Sometimes I wish the world was a lot smaller or life was a lot longer. As it is now, there are too many interesting people to meet in one lifetime. I miss the ones I've left behind and mourn for the ones I'll never get to know.
There was Waldo, for instance, one of the most colorful characters I've ever known. His real name was Walter, and he was from South Boston. He had a thick shock of black hair and would fake a British accent and get into nightclubs by passing himself off as Paul McCartney's brother.
One night as we were getting ready to go out for the evening, I admired the shirt he was wearing; he promptly took it off, handed it to me and said, "It's yours." He wouldn't take it back.
Another time, he bought a vintage Alfa Romeo from a friend who had spent months restoring it; it wasn't long before Waldo had sawed the coupe's doors off at the hinges because he thought it looked cooler that way.
I used to work with a guy who came in every day telling wild stories about things he had seen and people he had met. I never believed him until we got into a wild adventure one night that began when angry rednecks used their jacked-up pickup to pin a mutual friend up against a chain-link fence. I believed his stories after that.

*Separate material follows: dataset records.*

PR #394, opened 2022-01-14
Use the generated DispatchError instead of the hardcoded Substrate one

jsdw:
The intention of this PR is to use the version of DispatchError generated from the metadata, rather than using a baked in version which may not be compatible with the node beign targeted.


codegen/src/api/errors.rs
```diff
@@ -0,0 +1,171 @@
...
+        .iter()
+        .filter_map(|pallet| {
+            pallet.error.as_ref().map(|error| {
+                let type_def_variant = get_type_def_variant(error.ty.id())?;
+                Ok((pallet, type_def_variant))
+            })
+        })
+        .collect::<Result<Vec<(_, _)>, _>>()?;
+
+    let errors = pallet_errors
```
dvdplm, line 121: Maybe we can unify these two chains into a single? Like, why collect the `pallet_errors` first and then build the `errors` Vec?

codegen/src/api/errors.rs
```diff
@@ -0,0 +1,171 @@
...
+                }
+            })
+        })
+        .collect();
+
+    Ok(errors)
+}
+
+#[derive(Clone, Debug)]
+pub struct ErrorMetadata {
```
dvdplm, line 140: Missing docs here. Also, what do you think about moving this to the top?

codegen/src/api/errors.rs
```diff
@@ -0,0 +1,171 @@
...
+    pub pallet_index: u8,
+    pub error_index: u8,
+    pub pallet: String,
+    pub error: String,
+    variant: scale_info::Variant<scale_info::form::PortableForm>,
```
dvdplm, line 145: dq: what is the reason for storing the variant for?

dvdplm: ah, for the `description()`?

codegen/src/api/errors.rs
```diff
@@ -0,0 +1,171 @@
...
+}
+
+impl ErrorMetadata {
+    pub fn description(&self) -> String {
+        self.variant.docs().join("\n")
```
dvdplm, line 150: So if the node is compiled to strip the docs, this will be empty? Worth detecting and add some kind of default, "No docs available in the metadata"?

codegen/src/api/errors.rs
```diff
@@ -0,0 +1,171 @@
...
+    }
+}
+
+#[derive(Debug)]
+pub enum InvalidMetadataError {
```
dvdplm, line 155: Missing docs.

examples/custom_type_derives.rs
```diff
@@ -16,7 +16,7 @@
 
 #[subxt::subxt(
     runtime_metadata_path = "examples/polkadot_metadata.scale",
-    generated_type_derives = "Clone, Debug"
+    generated_type_derives = "Clone"
```
dvdplm, line 19: A comment here and on `runtime_metadata_path` would be good.

dvdplm: Looking further, I think this whole example could use some attention. I am not sure what it actually does. :/
(Not a concern for this PR ofc)

dvdplm (approved):
Overall LGTM, nice work!

codegen/src/api/errors.rs
jsdw: It might be a bit tricky; We end up with `Result<_>` Items just prior to that collect, so the collecting I think is just there to give a chance to bail if we encounter any errors!

jsdw: I settled on standard for loops; it felt tidier:

```rust
let mut pallet_errors = vec![];
for pallet in &metadata.pallets {
    let error = match &pallet.error {
        Some(err) => err,
        None => continue
    };

    let type_def_variant = get_type_def_variant(error.ty.id())?;
    for var in type_def_variant.variants().iter() {
        pallet_errors.push(ErrorMetadata {
            pallet_index: pallet.index,
            error_index: var.index(),
            pallet: pallet.name.clone(),
            error: var.name().clone(),
            variant: var.clone(),
        });
    }
}
```

codegen/src/api/errors.rs
jsdw: Yup, that's it! I'm not sure why I did/left this now; it's just the doc string, which simplifies things a bit!

codegen/src/api/errors.rs
jsdw: In the empty case docs will just be "", which seems good enough (that can be detected and handled down the line in whichever way things prefer)

codegen/src/api/errors.rs
jsdw: Ah; doesn't need to be `pub` :)

examples/custom_type_derives.rs
jsdw: I gave the exampel a wee tidy; it's purpose appears solely to be showing off the `generated_type_derives` usage, so I made that a little clearer (and I didn't see a need for the strange way of calling `clone`.

niklasad1 (approved):
nice, LGTM

PR #395, opened 2022-01-17
Make own version of RuntimeVersion to avoid mismatches

jsdw:
This came about because `stateVersion` went away in a recentish version of substrate/polkadot, which started breaking `subxt` which was quite strict in what it expected to be decoded.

Going far back to elementary school, our class bully was Bud, a well-dressed, pleasant boy who took his bullying chores as a curse as well as a blessing. He was well behaved most of the time, but he kept track of who needed to be punched or wrestled and he found that day's victim on the playground. Whenever I saw him coming, I took it stoically because I knew he enjoyed it no more than I did. It was a job, and he was good at it.
Years later, I lived in the same building with a guy named Valenzuela. When he was bored, he would put on his ice skates, tie a towel around his neck and skate down the wooden floors of the Navy barracks, claiming all the while to be an invincible superhero.
His super powers apparently prevented him from growing facial hair, though, so he once ordered fake sideburns from a magazine ad. They looked like a cross between felt and rat fur, but he wore them proudly on his crimefighting missions.
While in college, I also worked night shift in a carpet mill, and there I met a young man who took everything literally. Whenever co-workers goodnaturedly called him a name that questioned his ancestry or parentage, he began swinging fists. I've never known anyone else like him. Although his name escapes me, he still sticks in my mind.
At another college job, I worked with a fellow Southerner who had been reared by a British nanny. He spoke in a drawl during the day, but after getting a few drinks into him at parties, he unconsciously took on an English accent that he couldn't shake until he was sober again.
There are so many more unforgettable people I have met but not enough time to remember them all. While reflecting on this several years ago, I told a co-worker that I had decided to become eccentric, too.
"How would we know the difference?" she asked in amazement.
If that's the case, and I am a bit eccentric, maybe my name pops up whenever long-past acquaintances around this big world remember their most unforgettable characters.